▸ **EXCERPTED DATA**:
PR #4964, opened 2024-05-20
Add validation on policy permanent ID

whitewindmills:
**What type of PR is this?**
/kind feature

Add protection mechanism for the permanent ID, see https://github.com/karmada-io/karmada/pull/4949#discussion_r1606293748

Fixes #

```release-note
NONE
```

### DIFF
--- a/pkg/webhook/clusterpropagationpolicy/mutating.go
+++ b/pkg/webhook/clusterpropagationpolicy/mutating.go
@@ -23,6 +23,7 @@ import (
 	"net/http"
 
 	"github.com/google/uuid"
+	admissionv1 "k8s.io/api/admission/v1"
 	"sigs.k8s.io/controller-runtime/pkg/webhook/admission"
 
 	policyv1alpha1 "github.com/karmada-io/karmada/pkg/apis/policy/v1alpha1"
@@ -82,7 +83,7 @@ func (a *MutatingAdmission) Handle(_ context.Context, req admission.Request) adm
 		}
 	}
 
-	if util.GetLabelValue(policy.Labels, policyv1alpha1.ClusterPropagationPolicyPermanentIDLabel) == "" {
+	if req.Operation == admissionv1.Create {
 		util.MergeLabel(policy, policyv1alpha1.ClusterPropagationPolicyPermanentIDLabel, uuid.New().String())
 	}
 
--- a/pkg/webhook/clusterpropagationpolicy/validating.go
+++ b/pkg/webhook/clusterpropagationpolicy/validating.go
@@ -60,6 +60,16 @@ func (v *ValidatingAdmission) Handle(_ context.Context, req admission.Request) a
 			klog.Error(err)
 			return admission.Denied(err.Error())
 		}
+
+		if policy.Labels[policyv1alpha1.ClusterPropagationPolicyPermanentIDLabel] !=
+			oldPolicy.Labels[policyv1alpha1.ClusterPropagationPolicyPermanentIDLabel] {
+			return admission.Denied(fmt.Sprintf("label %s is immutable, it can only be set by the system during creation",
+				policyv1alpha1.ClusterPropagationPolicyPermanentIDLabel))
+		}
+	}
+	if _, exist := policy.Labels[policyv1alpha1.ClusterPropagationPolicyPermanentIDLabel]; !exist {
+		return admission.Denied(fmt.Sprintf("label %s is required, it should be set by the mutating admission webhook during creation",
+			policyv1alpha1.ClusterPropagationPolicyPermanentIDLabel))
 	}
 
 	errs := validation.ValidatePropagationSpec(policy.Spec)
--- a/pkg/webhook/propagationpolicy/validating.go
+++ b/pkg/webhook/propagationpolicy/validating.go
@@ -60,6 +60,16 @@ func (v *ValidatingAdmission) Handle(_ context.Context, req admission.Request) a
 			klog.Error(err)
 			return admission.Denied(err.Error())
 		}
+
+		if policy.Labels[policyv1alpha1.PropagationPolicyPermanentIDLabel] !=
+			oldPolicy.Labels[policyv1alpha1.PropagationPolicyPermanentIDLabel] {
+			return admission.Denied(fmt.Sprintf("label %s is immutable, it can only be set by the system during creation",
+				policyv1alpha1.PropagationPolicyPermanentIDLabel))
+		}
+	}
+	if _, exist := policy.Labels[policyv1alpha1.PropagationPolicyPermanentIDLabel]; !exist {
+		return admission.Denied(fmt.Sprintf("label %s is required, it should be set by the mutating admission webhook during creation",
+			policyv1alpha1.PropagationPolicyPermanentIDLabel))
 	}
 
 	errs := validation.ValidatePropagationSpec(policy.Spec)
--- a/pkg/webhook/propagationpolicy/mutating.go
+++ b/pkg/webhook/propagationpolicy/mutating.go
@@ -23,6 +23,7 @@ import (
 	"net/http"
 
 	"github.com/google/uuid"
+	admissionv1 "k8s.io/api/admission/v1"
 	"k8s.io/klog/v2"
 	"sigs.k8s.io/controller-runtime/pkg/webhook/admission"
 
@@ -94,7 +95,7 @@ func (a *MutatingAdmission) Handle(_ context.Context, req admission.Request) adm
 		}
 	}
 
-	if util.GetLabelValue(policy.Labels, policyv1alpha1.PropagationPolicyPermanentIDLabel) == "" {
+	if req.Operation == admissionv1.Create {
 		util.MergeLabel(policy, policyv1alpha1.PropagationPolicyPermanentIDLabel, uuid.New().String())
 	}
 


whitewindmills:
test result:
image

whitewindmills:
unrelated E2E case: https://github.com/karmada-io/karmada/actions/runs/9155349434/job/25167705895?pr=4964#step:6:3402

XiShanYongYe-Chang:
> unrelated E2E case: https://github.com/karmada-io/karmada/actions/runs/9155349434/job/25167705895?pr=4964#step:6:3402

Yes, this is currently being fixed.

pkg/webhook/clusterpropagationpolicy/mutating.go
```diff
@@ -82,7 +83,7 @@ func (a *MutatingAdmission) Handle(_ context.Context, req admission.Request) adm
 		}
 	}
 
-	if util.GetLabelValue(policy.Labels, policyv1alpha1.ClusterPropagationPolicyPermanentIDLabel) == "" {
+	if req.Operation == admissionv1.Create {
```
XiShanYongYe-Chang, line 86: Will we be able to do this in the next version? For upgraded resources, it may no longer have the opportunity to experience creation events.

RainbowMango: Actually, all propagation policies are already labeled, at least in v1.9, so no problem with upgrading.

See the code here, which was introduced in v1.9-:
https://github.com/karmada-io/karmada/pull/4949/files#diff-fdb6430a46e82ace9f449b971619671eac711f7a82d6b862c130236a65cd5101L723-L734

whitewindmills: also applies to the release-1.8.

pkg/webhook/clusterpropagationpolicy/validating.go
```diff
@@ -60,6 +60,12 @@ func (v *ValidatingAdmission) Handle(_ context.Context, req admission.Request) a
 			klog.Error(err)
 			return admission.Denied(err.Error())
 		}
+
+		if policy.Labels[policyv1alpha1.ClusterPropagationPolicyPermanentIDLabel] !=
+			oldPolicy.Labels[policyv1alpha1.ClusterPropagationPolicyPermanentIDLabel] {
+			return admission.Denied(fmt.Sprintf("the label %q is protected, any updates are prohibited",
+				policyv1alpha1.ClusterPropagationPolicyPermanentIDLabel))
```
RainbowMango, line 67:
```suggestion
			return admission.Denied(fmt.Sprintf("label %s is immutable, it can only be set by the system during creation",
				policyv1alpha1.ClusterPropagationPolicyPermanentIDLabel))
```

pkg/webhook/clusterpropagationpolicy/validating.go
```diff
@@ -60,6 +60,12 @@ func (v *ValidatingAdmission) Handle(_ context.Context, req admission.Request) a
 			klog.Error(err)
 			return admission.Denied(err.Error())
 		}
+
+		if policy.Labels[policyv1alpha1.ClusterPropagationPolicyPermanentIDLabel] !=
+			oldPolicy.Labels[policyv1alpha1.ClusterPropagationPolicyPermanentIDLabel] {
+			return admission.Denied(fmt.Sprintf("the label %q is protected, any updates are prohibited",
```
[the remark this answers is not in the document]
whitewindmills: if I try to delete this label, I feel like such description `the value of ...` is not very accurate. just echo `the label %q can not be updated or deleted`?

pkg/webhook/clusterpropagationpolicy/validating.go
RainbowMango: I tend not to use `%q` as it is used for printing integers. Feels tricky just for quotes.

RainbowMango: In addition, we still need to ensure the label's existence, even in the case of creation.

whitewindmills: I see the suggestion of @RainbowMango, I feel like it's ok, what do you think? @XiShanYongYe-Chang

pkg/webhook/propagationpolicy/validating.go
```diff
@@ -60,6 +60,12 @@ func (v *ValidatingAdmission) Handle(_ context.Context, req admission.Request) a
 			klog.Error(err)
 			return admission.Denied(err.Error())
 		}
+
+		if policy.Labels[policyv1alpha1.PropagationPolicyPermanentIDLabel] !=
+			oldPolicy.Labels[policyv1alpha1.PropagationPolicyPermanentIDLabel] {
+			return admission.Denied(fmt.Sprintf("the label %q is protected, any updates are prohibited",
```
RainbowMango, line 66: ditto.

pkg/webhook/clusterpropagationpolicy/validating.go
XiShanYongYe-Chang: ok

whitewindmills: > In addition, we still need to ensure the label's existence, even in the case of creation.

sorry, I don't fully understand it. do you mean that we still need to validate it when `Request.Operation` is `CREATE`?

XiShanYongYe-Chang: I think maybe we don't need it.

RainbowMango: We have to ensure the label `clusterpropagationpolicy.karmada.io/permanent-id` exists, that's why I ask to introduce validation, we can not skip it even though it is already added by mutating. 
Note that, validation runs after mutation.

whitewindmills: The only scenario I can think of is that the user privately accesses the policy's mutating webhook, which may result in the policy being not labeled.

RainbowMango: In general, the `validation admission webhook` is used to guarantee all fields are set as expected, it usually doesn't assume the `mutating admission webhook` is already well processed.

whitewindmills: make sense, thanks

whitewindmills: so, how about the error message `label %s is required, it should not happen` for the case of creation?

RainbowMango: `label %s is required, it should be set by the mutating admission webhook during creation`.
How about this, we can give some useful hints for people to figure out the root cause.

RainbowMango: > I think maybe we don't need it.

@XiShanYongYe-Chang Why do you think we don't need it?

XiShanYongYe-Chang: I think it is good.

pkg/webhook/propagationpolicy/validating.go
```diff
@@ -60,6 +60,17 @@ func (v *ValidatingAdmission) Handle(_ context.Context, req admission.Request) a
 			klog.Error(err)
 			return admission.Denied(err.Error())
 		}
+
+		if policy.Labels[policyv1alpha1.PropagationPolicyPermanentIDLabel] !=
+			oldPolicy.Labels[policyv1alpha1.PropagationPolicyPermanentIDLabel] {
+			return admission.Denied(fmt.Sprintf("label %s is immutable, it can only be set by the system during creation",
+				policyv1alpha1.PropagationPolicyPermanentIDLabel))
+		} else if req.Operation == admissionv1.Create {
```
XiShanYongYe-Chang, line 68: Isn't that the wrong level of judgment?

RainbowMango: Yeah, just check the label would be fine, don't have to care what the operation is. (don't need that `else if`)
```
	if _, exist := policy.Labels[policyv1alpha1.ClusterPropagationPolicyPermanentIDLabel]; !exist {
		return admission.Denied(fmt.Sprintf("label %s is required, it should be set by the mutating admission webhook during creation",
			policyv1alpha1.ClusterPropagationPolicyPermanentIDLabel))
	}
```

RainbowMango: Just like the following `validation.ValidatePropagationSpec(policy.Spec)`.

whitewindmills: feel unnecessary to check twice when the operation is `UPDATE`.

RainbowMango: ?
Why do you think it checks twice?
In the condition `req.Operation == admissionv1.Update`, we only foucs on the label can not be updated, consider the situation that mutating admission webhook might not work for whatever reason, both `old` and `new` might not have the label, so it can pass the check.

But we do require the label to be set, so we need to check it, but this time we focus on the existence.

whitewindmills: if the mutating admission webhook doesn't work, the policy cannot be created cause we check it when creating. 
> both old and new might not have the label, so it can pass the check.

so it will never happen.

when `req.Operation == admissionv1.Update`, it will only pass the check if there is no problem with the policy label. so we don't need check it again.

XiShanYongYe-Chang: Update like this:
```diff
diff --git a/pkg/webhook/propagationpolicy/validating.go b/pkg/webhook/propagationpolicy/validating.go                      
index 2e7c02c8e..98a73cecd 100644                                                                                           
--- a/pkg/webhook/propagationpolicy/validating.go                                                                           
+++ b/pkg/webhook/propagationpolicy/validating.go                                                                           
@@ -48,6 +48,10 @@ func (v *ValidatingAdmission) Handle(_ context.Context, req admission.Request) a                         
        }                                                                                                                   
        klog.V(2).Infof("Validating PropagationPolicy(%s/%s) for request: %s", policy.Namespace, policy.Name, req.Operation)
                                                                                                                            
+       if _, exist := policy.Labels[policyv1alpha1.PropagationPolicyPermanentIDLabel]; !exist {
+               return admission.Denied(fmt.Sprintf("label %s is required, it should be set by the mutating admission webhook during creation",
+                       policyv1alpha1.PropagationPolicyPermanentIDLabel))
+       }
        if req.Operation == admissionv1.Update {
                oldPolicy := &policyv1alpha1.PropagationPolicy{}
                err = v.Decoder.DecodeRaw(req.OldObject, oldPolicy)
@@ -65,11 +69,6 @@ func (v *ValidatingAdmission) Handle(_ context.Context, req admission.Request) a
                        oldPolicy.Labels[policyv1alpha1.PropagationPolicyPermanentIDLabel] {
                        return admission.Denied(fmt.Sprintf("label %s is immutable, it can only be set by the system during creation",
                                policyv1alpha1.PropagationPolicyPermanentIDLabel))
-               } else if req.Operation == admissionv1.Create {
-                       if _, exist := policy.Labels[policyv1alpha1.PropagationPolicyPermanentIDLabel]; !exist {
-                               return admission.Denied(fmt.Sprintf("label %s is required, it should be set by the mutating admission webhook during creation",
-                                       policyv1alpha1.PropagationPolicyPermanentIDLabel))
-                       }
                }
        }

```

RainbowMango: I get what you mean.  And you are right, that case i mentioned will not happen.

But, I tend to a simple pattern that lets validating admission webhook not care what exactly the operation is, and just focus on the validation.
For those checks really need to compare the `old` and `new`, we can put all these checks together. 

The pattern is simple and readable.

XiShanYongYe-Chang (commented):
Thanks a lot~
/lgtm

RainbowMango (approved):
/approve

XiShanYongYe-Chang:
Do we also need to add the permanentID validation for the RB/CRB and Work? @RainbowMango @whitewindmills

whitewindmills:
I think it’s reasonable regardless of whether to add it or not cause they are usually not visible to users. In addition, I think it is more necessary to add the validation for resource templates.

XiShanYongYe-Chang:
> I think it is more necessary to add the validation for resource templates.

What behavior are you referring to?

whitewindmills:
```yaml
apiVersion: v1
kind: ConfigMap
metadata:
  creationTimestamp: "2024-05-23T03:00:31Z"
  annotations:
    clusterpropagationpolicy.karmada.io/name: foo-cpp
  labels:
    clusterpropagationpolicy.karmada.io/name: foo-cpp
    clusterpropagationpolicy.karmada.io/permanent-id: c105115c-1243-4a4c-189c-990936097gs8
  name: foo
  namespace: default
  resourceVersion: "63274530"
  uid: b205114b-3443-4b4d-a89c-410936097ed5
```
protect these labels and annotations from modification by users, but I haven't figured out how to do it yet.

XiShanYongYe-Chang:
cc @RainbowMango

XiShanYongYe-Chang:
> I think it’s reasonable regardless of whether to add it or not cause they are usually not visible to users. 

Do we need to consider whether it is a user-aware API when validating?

▸ **TRY IT**: Scan the entries above for the string "with" and copy each line that contains it.

▸ **ANSWER SECTION**:
RainbowMango: Actually, all propagation policies are already labeled, at least in v1.9, so no problem with upgrading.
when `req.Operation == admissionv1.Update`, it will only pass the check if there is no problem with the policy label. so we don't need check it again.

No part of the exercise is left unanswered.